• **Work to be completed**
The answer must be every line from the listing that holds the string "shoot".

• **Dataset excerpts**
PR #35, opened 2015-10-03
Implemented homing missile to target up to 5 enemies and shoot them 

beaesguerra:
Added draw_targets() to change the colors of the targeted enemies and target tags to the target_color_. Applied the same collision and listener functions in rifle.py to homingmissiles.py. Editted order of member variables. 

Removed use of abs() in RifleProjectile's update function. Removed unnecessary redrawing of main character in draw_friendly_projectiles function in RifleTargettingSystem.

### DIFF
--- a/homing_missiles.py
+++ b/homing_missiles.py
@@ -37,7 +37,7 @@ class HomingMissilesTargetingSystem():
         self.target_tag_y_spacing_ = 5
         self.target_tags_ = dict()
         self.targeting_terminal_ = TargetingTerminal(DRAWING_SCALE)
-        self.targetted_enemies_ = list() 
+        self.targeted_enemies_ = list() 
         self.text_antialias_ = 1
         self.ui_font_ = pygame.font.SysFont("monospace", self.font_size_*DRAWING_SCALE)
         self.word_generator_ = WordGenerator()
@@ -75,15 +75,16 @@ class HomingMissilesTargetingSystem():
                 if event.key == EVENT_KEY_ENTER:
                     target_id = self.get_target_id(self.current_text_)
                     if target_id and self.current_text_ != "fire":
-                        if len(self.targetted_enemies_) == 5:
-                            untargetted_enemy = self.targetted_enemies_.pop(0)
-                        self.targetted_enemies_.append(self.universe_.enemies_[target_id])
+                        if len(self.targeted_enemies_) == 5:
+                            untargetted_enemy = self.targeted_enemies_.pop(0)
+                        self.targeted_enemies_.append(self.universe_.enemies_[target_id])
+                        self.targeted_enemies_[len(self.targeted_enemies_)-1].register(self)
                        
-                    if len(self.targetted_enemies_) > 0 and self.current_text_ == "fire":
-                        for enemy in self.targetted_enemies_:
+                    if len(self.targeted_enemies_) > 0 and self.current_text_ == "fire":
+                        for enemy in self.targeted_enemies_:
                             homing_missiles_projectile = HomingMissilesProjectile(self.universe_.main_character_.position_, enemy, self.universe_)
                             self.universe_.create_friendly_projectile(homing_missiles_projectile)
-                        self.targetted_enemies_.clear()
+                        self.targeted_enemies_.clear()
 
                     self.current_text_ = ""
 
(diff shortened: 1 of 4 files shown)


homing_missiles.py
```diff
@@ -69,7 +71,18 @@ def update(self, events):
         for event in events:
             if event.type == pygame.KEYDOWN:
                 if event.key == EVENT_KEY_ENTER:
-                    target_location = self.get_target_position(self.current_text_)
+                    target_id = self.get_target_id(self.current_text_)
+                    if target_id and self.current_text_ != "fire":
+                        if len(self.targetted_enemies_) == 5:
+                            untargetted_enemy = self.targetted_enemies_.pop(0)
```
ExtraGravity: Good use of `pop`

homing_missiles.py
```diff
@@ -69,7 +71,18 @@ def update(self, events):
...
+                        self.targetted_enemies_.append(self.universe_.enemies_[target_id])
+                       
+                    if len(self.targetted_enemies_) > 0 and self.current_text_ == "fire":
```
ExtraGravity: So what happens if there's an enemy named fire? My solution would be to remove `fire` from our dictionary, we'll count it as a keyword for us.

homing_missiles.py
```diff
@@ -89,6 +102,9 @@ def draw(self, screen):
         self.draw_entities(screen)
         self.draw_target_tags(screen)
         self.targeting_terminal_.draw_terminal(screen)
+
```
ExtraGravity: Needs a draw enemy projectiles

homing_missiles.py
```diff
@@ -89,6 +102,9 @@ def draw(self, screen):
         self.draw_entities(screen)
         self.draw_target_tags(screen)
         self.targeting_terminal_.draw_terminal(screen)
+        
+        self.draw_friendly_projectiles(screen)
+        self.draw_targets(screen)
```
ExtraGravity, line 108: So the plan here is just to draw over them? I'd actually prefer that rather than a whole change of color, they have a border around them.

homing_missiles.py
```diff
@@ -123,21 +139,84 @@ def draw_target_tags(self, screen):
...
+        
+    def calculate_trajectory(self, initial_position, target_position):
+        x_distance = target_position[0] - initial_position[0]
+        y_distance = target_position[1] - initial_position[1]
+        distance = math.sqrt(x_distance**2 + y_distance**2)
+        
+        x_velocity = (x_distance * self.speed_) / distance
+        y_velocity = (y_distance * self.speed_) / distance
+
+        return (x_velocity, y_velocity)
```
ExtraGravity: Doesn't need brackets here

ExtraGravity:
Looks pretty good, just add in a `draw_grid` and the above comments I have are small ones.

ExtraGravity:
I think a lower speed would showcase the projectile better, that ts tracks. Also, you've picked the same color as Byron, white haha. So you can't tell that his enemies are targeted, you don't need to merge in his branch, but I don't think a whole change of color is suitable.

I think the words are too difficult for homing missile, I think a range of 5-7

ExtraGravity:
I totally accidentally pushed my merge with Byron's branch, I wanted to just test it, I'll revert it

homing_missiles.py
```diff
@@ -31,14 +33,16 @@ def __init__(self, universe, DRAWING_SCALE):
         self.ids_for_target_tags_ = dict() 
         self.main_character_color_ = GREEN
         self.projectile_color_ = WHITE 
+        self.target_color_ = RED
         self.target_tag_y_spacing_ = 5
         self.target_tags_ = dict()
         self.targeting_terminal_ = TargetingTerminal(DRAWING_SCALE)
+        self.targetted_enemies_ = list()
```
ExtraGravity: should be `targeted`

homing_missiles.py
```diff
@@ -108,6 +125,27 @@ def draw_entities(self, screen):
                                           main_character.size_ * self.DRAWING_SCALE_)
         pygame.draw.rect(screen, self.main_character_color_, main_character_rect)
         self.draw_friendly_projectiles(screen)
+        self.draw_enemy_projectiles(screen)
```
ExtraGravity: Can you change the order of entity drawing so that projectiles are first, enemies in the middle, main character last?

ExtraGravity:
So if you target some enemies in homing missile, then switch to rifle and shoot something you targeted, there is strange behaviour. Try it yourself.

ExtraGravity:
Projectiles need to delete themselves if their target is destroyed. 

I did this by selecting a target in homing missile, typing fire. Then killing the same target with rifle. The homing missile projectile would get stuck at the old location.

homing_missiles.py
```diff
@@ -123,21 +164,95 @@ def draw_target_tags(self, screen):
...
+    def check_collisions(self):
+        collisions = self.universe_.get_collisions(self)
+        for enemies in collisions:
+            enemies.take_damage(1000)
+
+        if collisions:
+            self.report_destroyed()
+
+    def update(self,events):
+        self.check_collisions()
```
ExtraGravity, line 231: I'd recommend here, for the projectile to determine whether it's target has been destroyed. If it's target has been destroyed, it should do a report_destroyed()

PR #37, opened 2015-10-05
Difficulty balancing

ExtraGravity:


beaesguerra:
Looks good. I like how the rifle always hits now. I also like how the rate of the difficulty scale in the beginning is quicker. I don't know if it is just me but when maximum difficulty was reached, the amount of enemies was still pretty overwhelming. Not sure if we wanted it to be overwhelming still at it's maximum difficulty.

ExtraGravity:
Yea I think max difficulty should be overwhelming, I kinda used myself as a gauging point, where if I could barely not keep up that would be the maximum difficulty.

PR #41, opened 2015-12-23
Score counter

ExtraGravity:


beaesguerra:
I think it would be nice to have a Game Over screen after the player loses so the player can see the score they got. Other than that, the score counting is working properly. 
Also, should the type of enemies be worth differently? For example, since the not so basic grunts are more difficult to destroy compared to the basic grunts, would it make sense for them to be worth more points when they are destroyed?

bseto:
I agree with the _Game Over_ screen that pauses with the score.

ExtraGravity:
I thought about different points for different enemies but it's a bit more work to do that and for simplicity sake I decided against it. If you all still want to have different points I can do that still though, but I want to finish the prototype quickly.

The same goes for the Game Over screen, but I'd be more inclined to add this one.

We have two options for the game over screen, the first is to make a separate game state. So in main.py, there's that loop that handles the game states, we could add another for a game over screen. This means we lose everything that was happening in the game, so all the existing projectiles and enemies would not appear in the game over screen. 

The other option (more difficult) is to have the score counter print the game over screen, pause all the updates for gameobjects, and delete the main character. This is difficult because I kind of hacked the solution to go back to the main menu once the character died.

bseto:
I think it would be okay to just delete the main character but let everything else keep running. You can just put an `if` in the main loop that checks if its time to show score screen, and itll just post the score really big on the screen and keep looping? That'd be pretty easy right?

ExtraGravity:
I think the enemies/enemy projectiles are reliant on the main character exisitng right now. I can adjust the code for enemies to not shoot, and enemy projectiles to delete themselves when the main character is not there. It's doable, but does go through more of the code.

ExtraGravity:
Please refer to pr #43

PR #45, opened 2015-12-27
Shield

beaesguerra:


ExtraGravity:
The shield is not being drawn on the correct spot
screenshot from 2015-12-26 22 23 32

This is an issue drawing scale, it looks fine when run with just `python3 main.py` but I run with `python3 main.py 2` and that causes problems.

ExtraGravity:
Also can we make it have a blue outline?

beaesguerra:
Fixed!

ExtraGravity:
Very cool, I was originally thinking a solid blue outline but this effect looks cool as well. Also cyan is much better than blue :)

PR #2828, opened 2024-07-19
fix(monitoring): remove datadog

ysfscream:


emqxqa:
[TestExecution](https://emqx.atlassian.net/browse/QA-3069)

PR #2830, opened 2024-07-22
refactor(hot upgrade): set special timeout for some request

Kinplemelon:
Could I just unlimit the timeout for these requests?

### DIFF
--- a/src/api/hotUpgrade.ts
+++ b/src/api/hotUpgrade.ts
@@ -2,13 +2,13 @@ import http from '@/common/http'
 import { NodeUpgradeData, HotUpgradePackage } from '@/types/typeAlias'
 
 export const upgradeNode = (node: string): Promise<void> => {
-  return http.post(`/relup/upgrade/${encodeURIComponent(node)}`)
+  return http.post(`/relup/upgrade/${encodeURIComponent(node)}`, { timeout: 600000 })
 }
 
 export const uploadUpgradePackage = (file: Blob): Promise<void> => {
   const formData = new FormData()
   formData.append('plugin', file)
-  return http.post(`/relup/package/upload`, formData)
+  return http.post(`/relup/package/upload`, formData, { timeout: 600000 })
 }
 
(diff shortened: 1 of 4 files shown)


ysfscream:
@Kinplemelon YES, you can set the timeout to unlimited, but I recommend setting it to a large value. If users encounter a network error, they will wait for the request for a long time or indefinitely. It is not good for users to wait so long to discover an issue. Do you think this is correct?

Kinplemelon:
Wouldn't a network error cause the request to fail?

ysfscream:
Indeed, some network errors can cause requests to fail, but there are also special cases where requests might hang indefinitely without failing. e.g.

1. Connection Timeout:
Example: Trying to connect to a closed port without a timeout.
```python
socket.connect(('example.com', 12345))  # May hang indefinitely
```

2. Read Timeout:
Example: Requesting from an extremely slow API without a timeout.
```python
requests.get('https://very-slow-api.com')  # May not respond for a long time
```

3. Network Packet Loss:
Severe packet loss can cause continuous TCP retransmissions. This is usually a network environment issue, difficult to simulate in code.

4. DNS Resolution Issues:
Example: Attempting to resolve a non-existent domain with unresponsive DNS servers.
```python
socket.gethostbyname('nonexistent-domain.com')  # May get stuck
```

5. Proxy Server Problems:
Example: Using a non-existent proxy.
```python
requests.get('http://example.com', proxies={'http': 'http://non-existent-proxy:8080'})
```

6. Firewall Anomalies:
Typically a network configuration issue, not directly visible in application code.

These scenarios can all lead to requests hanging rather than failing immediately. Solutions include setting appropriate timeouts, implementing retry mechanisms, and using the circuit breaker pattern.

Kinplemelon:
Oh, thanks for the detailed reply, I'll change the timeout

ysfscream (approved):

emqxqa:
[TestExecution](https://emqx.atlassian.net/browse/QA-3489)

PR #2832, opened 2024-07-24
fix(rule): check polling status before getting node logs

Kinplemelon:
https://emqx.atlassian.net/browse/ED-1485

Thanks @0721Betty for finding this problem and offering the solution!


emqxqa:
[TestExecution](https://emqx.atlassian.net/browse/QA-3185)

ysfscream (approved):

PR #2837, opened 2024-07-26
fix(msg transform): corrects attrs that can be used

Kinplemelon:
https://emqx.atlassian.net/browse/ED-1487


emqxqa:
[TestExecution](https://emqx.atlassian.net/browse/QA-3201)

ysfscream (approved):

PR #2851, opened 2024-08-01
fix(flow): function node form action column display error

Kinplemelon:
https://emqx.atlassian.net/browse/ED-1344


emqxqa:
[TestExecution](https://emqx.atlassian.net/browse/QA-3269)

ysfscream (approved):

PR #2853, opened 2024-08-02
fix(rule): bug when deleting input

Kinplemelon:
https://emqx.atlassian.net/browse/ED-1506


emqxqa:
[TestExecution](https://emqx.atlassian.net/browse/QA-3291)

ysfscream (approved):

PR #2860, opened 2024-08-06
Hide OIDC and Message Transform

Kinplemelon:


emqxqa:
[TestExecution](https://emqx.atlassian.net/browse/QA-3349)

PR #2862, opened 2024-08-07
fix(action): remove `rules` field when submitting

Kinplemelon:
https://emqx.atlassian.net/browse/ED-1465


ysfscream (approved):

emqxqa:
[TestExecution](https://emqx.atlassian.net/browse/QA-3576)

PR #2866, opened 2024-08-08
fix(authz): update ignore desc

ysfscream:
https://emqx.atlassian.net/browse/ED-1512


emqxqa:
[TestExecution](https://emqx.atlassian.net/browse/QA-3577)

PR #2872, opened 2024-08-09
fix(topics): button that shouldn't be there

Kinplemelon:
https://emqx.atlassian.net/browse/ED-1515


ysfscream (approved):

emqxqa:
[TestExecution](https://emqx.atlassian.net/browse/QA-3581)

PR #2878, opened 2024-08-12
fix(icon): update favicon

ysfscream:
https://emqx.atlassian.net/browse/ED-1505

image


emqxqa:
[TestExecution](https://emqx.atlassian.net/browse/QA-3459)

• **Answer to this problem**
Implemented homing missile to target up to 5 enemies and shoot them 
So if you target some enemies in homing missile, then switch to rifle and shoot something you targeted, there is strange behaviour. Try it yourself.
I think the enemies/enemy projectiles are reliant on the main character exisitng right now. I can adjust the code for enemies to not shoot, and enemy projectiles to delete themselves when the main character is not there. It's doable, but does go through more of the code.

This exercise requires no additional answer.